Repeat the data verbatim.

========================================

PR #1986, opened 2022-01-06
Remove template support for HTML Block API

grant-cleary:
All consumers have now been updated to avoid using the template container, so we can remove this code. :)


components/html-block/html-block.js
```diff
@@ -177,15 +177,11 @@ class HtmlBlock extends LitElement {
...
-		else {
-			const slot = this.shadowRoot.querySelector('slot');
-			if (slot) {
-				slot.assignedNodes({ flatten: true }).forEach(
-					node => this._contentObserver.observe(node, { attributes: true, childList: true, subtree: true })
-				);
-			}
+		const slot = this.shadowRoot.querySelector('slot');
+		if (slot) {
+			slot.assignedNodes({ flatten: true }).forEach(
```
grant-cleary, line 182: So situationally this can lead to `slot.assignedNodes` being called twice on render, specifically if an html-block gets re-added to the DOM, which will cause this to fire and then also fire the slotchange event. I don't know that this is avoidable though, since we can't exactly cache this (the nodes can certainly change before the slotchange event fires).

grant-cleary:
Well... Ok, I missed one spot. Going to get that merged first.

dbatiste (approved):

PR #1987, opened 2022-01-06
US133011 - Reduce dropdown margin gap to 18px and fix offset bug

svanherk:
- Reduces the margin gap to `18px` for the top and bottom (previously was `20px`/`20px` for bounded content and `30px`/`60px` for unbounded)
- Fixes an issue where we weren't taking custom vertical offsets into account


components/dropdown/dropdown-content-mixin.js
```diff
@@ -616,9 +619,9 @@ export const DropdownContentMixin = superclass => class extends LocalizeCoreElem
 			if (bounded) {
 				spaceAround = this._constrainSpaceAround({
 					// allow for target offset + outer margin
-					above: targetRect.top - boundingContainerRect.top - 40,
```
svanherk, line 619: The previous 40 included 20 for the offset and 20 for the margin.  I'm changing it to use the actual offset - previously, if someone were to set a large custom offset the dropdown would get cutoff (I don't think anyone has actually done that in practice) or if they set a small offset, the margin would be bigger than needed.

This goes for all the examples below as well.  The previous number - 20 was the old margin.

components/dropdown/dropdown-content-mixin.js
```diff
@@ -616,9 +619,9 @@ export const DropdownContentMixin = superclass => class extends LocalizeCoreElem
...
+					above: targetRect.top - boundingContainerRect.top - this._verticalOffset - 18,
```
dlockhart, line 622: Worth putting the `18` into a constant at the top?

dlockhart (approved):
LGTM

dlockhart (approved):

PR #1989, opened 2022-01-06
DE45955 - truncate all count badges to 5 digits

annabelsegalld2l:
Any numbers beyond 99,999 will be truncated as they do not provide too much useful information to consumers. It also allows us to avoid formatting overflows with giant numbers.


components/count-badge/README.md
```diff
@@ -46,7 +46,7 @@ The `d2l-count-badge` element is a web component to display a number count, depe
 | `number` | Number, required | The number to display on the badge.  Must be a positive integer. |
 | `size`, default: `small` | String | The size of the badge. Valid options are `"small"` and `"large"`. |
 | `type`, default: `count` | String | The type of the badge. Valid options are `"notification"` and `"count"`. Notification badges are orange and count badges are grey. |
-| `max-digits`, default: `2` when `type="notification"` | Number | Optionally specify a digit limit, after which numbers are truncated. Defaults to two for `"notification"` type and no limit for `"count"` type.
+| `max-digits`, default: `2` when `type="notification"`, `5` when `type="count"` | Number | Optionally specify a digit limit, after which numbers are truncated. Defaults to two for `"notification"` type and five for `"count"` type. Must be between 1-5.
```
dlockhart, line 49: Is there still a reason to even expose this as an attribute? Like are there valid examples where folks want `4`, or are our defaults of 2 and 5 now good enough? Just trying to keep the components as simple as possible.

annabelsegalld2l: There are cases, like filter, where the consumers want the count-type styling and a 2 digit limit. I think portfolio does the same, so I think we do need to keep it exposed.

dlockhart: Gotcha -- thanks!

components/count-badge/count-badge-mixin.js
```diff
@@ -156,25 +157,29 @@ export const CountBadgeMixin = superclass => class extends LocalizeCoreElement(S
 
 	connectedCallback() {
 		super.connectedCallback();
-		if (!this.maxDigits && this.type === 'notification') {
-			// default to two digits for notification type
-			this.maxDigits = 2;
+		if (!this.maxDigits) {
+			// default to two digits for notification type, 5 for count
+			this.maxDigits = this.type === 'notification' ? 2 : 5;
```
svanherk, line 162: Looks like it'd be good to save 5 at the top as a constant and then use it in these three places. That way if we ever decide that we want 4 or 6 to be the max digits, we only have to update it in one place.  And then it's obvious that the default for count is actually "max"

dlockhart (approved):

PR #2008, opened 2022-01-11
Drag Image for Multi Drag & Drop

dbatiste:
Thus PR introduces a new (internal) accessory component for creating the drag image when multiple items are being dragged.

Note, in the mouse pointer is not displayed in the screenshots below because the screenshot tool doesn't capture it. However, the mouse pointer is displayed next to the count bubble.

When only one item is being dragged:
image

When more than one item is being dragged:
image


components/list/list-item-drag-image.js
```diff
@@ -0,0 +1,126 @@
...
+			count: { type: Number }
+		};
+	}
+
+	static get styles() {
+		return [ bodySmallStyles, css`
+			:host {
+				display: block;
+				height: 70px;
+				left: -10000px;
```
dbatiste, line 25: The `d2l-offscreen` styles could not be used because they mess up the `dataTransfer.setDragImage` result.

components/list/list-item-drag-image.js
```diff
@@ -0,0 +1,126 @@
...
+				left: 26px;
+				min-width: 1.4rem;
+				padding: 0.2rem 0.4rem;
+				position: absolute;
+				text-align: center;
+				top: 30px;
+				z-index: 1;
+			}
+			:host([dir="rtl"]) .count {
+				left: 14px;
```
dbatiste, line 96: There appears to be a bug with the `dataTransfer.setDragImage` in RTL - the browser doesn't maintain the position of the mouse pointer... it renders it on the left side.  This CSS is set to position the bubble next to the mouse pointer, even though the mouse pointer doesn't seem to be positioned the way I think it should.

components/list/list-item-drag-image.js
```diff
@@ -0,0 +1,126 @@
...
+	constructor() {
+		super();
+		this.count = 0;
+	}
+
+	render() {
+		return html`
+			<div class="first">
+				<div class="count d2l-body-small">${formatNumber(this.count)}</div>
+				<svg width="18" height="18" xmlns="http://www.w3.org/2000/svg" viewBox="0 0 18 18">
```
dbatiste, line 110: We need to hard-code the `svg` image here to ensure it is loaded and rendered in time for the drag image to be created.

========================================

#### TASK RESPONSE
PR #1986, opened 2022-01-06
Remove template support for HTML Block API

grant-cleary:
All consumers have now been updated to avoid using the template container, so we can remove this code. :)


components/html-block/html-block.js
```diff
@@ -177,15 +177,11 @@ class HtmlBlock extends LitElement {
...
-		else {
-			const slot = this.shadowRoot.querySelector('slot');
-			if (slot) {
-				slot.assignedNodes({ flatten: true }).forEach(
-					node => this._contentObserver.observe(node, { attributes: true, childList: true, subtree: true })
-				);
-			}
+		const slot = this.shadowRoot.querySelector('slot');
+		if (slot) {
+			slot.assignedNodes({ flatten: true }).forEach(
```
grant-cleary, line 182: So situationally this can lead to `slot.assignedNodes` being called twice on render, specifically if an html-block gets re-added to the DOM, which will cause this to fire and then also fire the slotchange event. I don't know that this is avoidable though, since we can't exactly cache this (the nodes can certainly change before the slotchange event fires).

grant-cleary:
Well... Ok, I missed one spot. Going to get that merged first.

dbatiste (approved):

PR #1987, opened 2022-01-06
US133011 - Reduce dropdown margin gap to 18px and fix offset bug

svanherk:
- Reduces the margin gap to `18px` for the top and bottom (previously was `20px`/`20px` for bounded content and `30px`/`60px` for unbounded)
- Fixes an issue where we weren't taking custom vertical offsets into account


components/dropdown/dropdown-content-mixin.js
```diff
@@ -616,9 +619,9 @@ export const DropdownContentMixin = superclass => class extends LocalizeCoreElem
 			if (bounded) {
 				spaceAround = this._constrainSpaceAround({
 					// allow for target offset + outer margin
-					above: targetRect.top - boundingContainerRect.top - 40,
```
svanherk, line 619: The previous 40 included 20 for the offset and 20 for the margin.  I'm changing it to use the actual offset - previously, if someone were to set a large custom offset the dropdown would get cutoff (I don't think anyone has actually done that in practice) or if they set a small offset, the margin would be bigger than needed.

This goes for all the examples below as well.  The previous number - 20 was the old margin.

components/dropdown/dropdown-content-mixin.js
```diff
@@ -616,9 +619,9 @@ export const DropdownContentMixin = superclass => class extends LocalizeCoreElem
...
+					above: targetRect.top - boundingContainerRect.top - this._verticalOffset - 18,
```
dlockhart, line 622: Worth putting the `18` into a constant at the top?

dlockhart (approved):
LGTM

dlockhart (approved):

PR #1989, opened 2022-01-06
DE45955 - truncate all count badges to 5 digits

annabelsegalld2l:
Any numbers beyond 99,999 will be truncated as they do not provide too much useful information to consumers. It also allows us to avoid formatting overflows with giant numbers.


components/count-badge/README.md
```diff
@@ -46,7 +46,7 @@ The `d2l-count-badge` element is a web component to display a number count, depe
 | `number` | Number, required | The number to display on the badge.  Must be a positive integer. |
 | `size`, default: `small` | String | The size of the badge. Valid options are `"small"` and `"large"`. |
 | `type`, default: `count` | String | The type of the badge. Valid options are `"notification"` and `"count"`. Notification badges are orange and count badges are grey. |
-| `max-digits`, default: `2` when `type="notification"` | Number | Optionally specify a digit limit, after which numbers are truncated. Defaults to two for `"notification"` type and no limit for `"count"` type.
+| `max-digits`, default: `2` when `type="notification"`, `5` when `type="count"` | Number | Optionally specify a digit limit, after which numbers are truncated. Defaults to two for `"notification"` type and five for `"count"` type. Must be between 1-5.
```
dlockhart, line 49: Is there still a reason to even expose this as an attribute? Like are there valid examples where folks want `4`, or are our defaults of 2 and 5 now good enough? Just trying to keep the components as simple as possible.

annabelsegalld2l: There are cases, like filter, where the consumers want the count-type styling and a 2 digit limit. I think portfolio does the same, so I think we do need to keep it exposed.

dlockhart: Gotcha -- thanks!

components/count-badge/count-badge-mixin.js
```diff
@@ -156,25 +157,29 @@ export const CountBadgeMixin = superclass => class extends LocalizeCoreElement(S
 
 	connectedCallback() {
 		super.connectedCallback();
-		if (!this.maxDigits && this.type === 'notification') {
-			// default to two digits for notification type
-			this.maxDigits = 2;
+		if (!this.maxDigits) {
+			// default to two digits for notification type, 5 for count
+			this.maxDigits = this.type === 'notification' ? 2 : 5;
```
svanherk, line 162: Looks like it'd be good to save 5 at the top as a constant and then use it in these three places. That way if we ever decide that we want 4 or 6 to be the max digits, we only have to update it in one place.  And then it's obvious that the default for count is actually "max"

dlockhart (approved):

PR #2008, opened 2022-01-11
Drag Image for Multi Drag & Drop

dbatiste:
Thus PR introduces a new (internal) accessory component for creating the drag image when multiple items are being dragged.

Note, in the mouse pointer is not displayed in the screenshots below because the screenshot tool doesn't capture it. However, the mouse pointer is displayed next to the count bubble.

When only one item is being dragged:
image

When more than one item is being dragged:
image


components/list/list-item-drag-image.js
```diff
@@ -0,0 +1,126 @@
...
+			count: { type: Number }
+		};
+	}
+
+	static get styles() {
+		return [ bodySmallStyles, css`
+			:host {
+				display: block;
+				height: 70px;
+				left: -10000px;
```
dbatiste, line 25: The `d2l-offscreen` styles could not be used because they mess up the `dataTransfer.setDragImage` result.

components/list/list-item-drag-image.js
```diff
@@ -0,0 +1,126 @@
...
+				left: 26px;
+				min-width: 1.4rem;
+				padding: 0.2rem 0.4rem;
+				position: absolute;
+				text-align: center;
+				top: 30px;
+				z-index: 1;
+			}
+			:host([dir="rtl"]) .count {
+				left: 14px;
```
dbatiste, line 96: There appears to be a bug with the `dataTransfer.setDragImage` in RTL - the browser doesn't maintain the position of the mouse pointer... it renders it on the left side.  This CSS is set to position the bubble next to the mouse pointer, even though the mouse pointer doesn't seem to be positioned the way I think it should.

components/list/list-item-drag-image.js
```diff
@@ -0,0 +1,126 @@
...
+	constructor() {
+		super();
+		this.count = 0;
+	}
+
+	render() {
+		return html`
+			<div class="first">
+				<div class="count d2l-body-small">${formatNumber(this.count)}</div>
+				<svg width="18" height="18" xmlns="http://www.w3.org/2000/svg" viewBox="0 0 18 18">
```
dbatiste, line 110: We need to hard-code the `svg` image here to ensure it is loaded and rendered in time for the drag image to be created.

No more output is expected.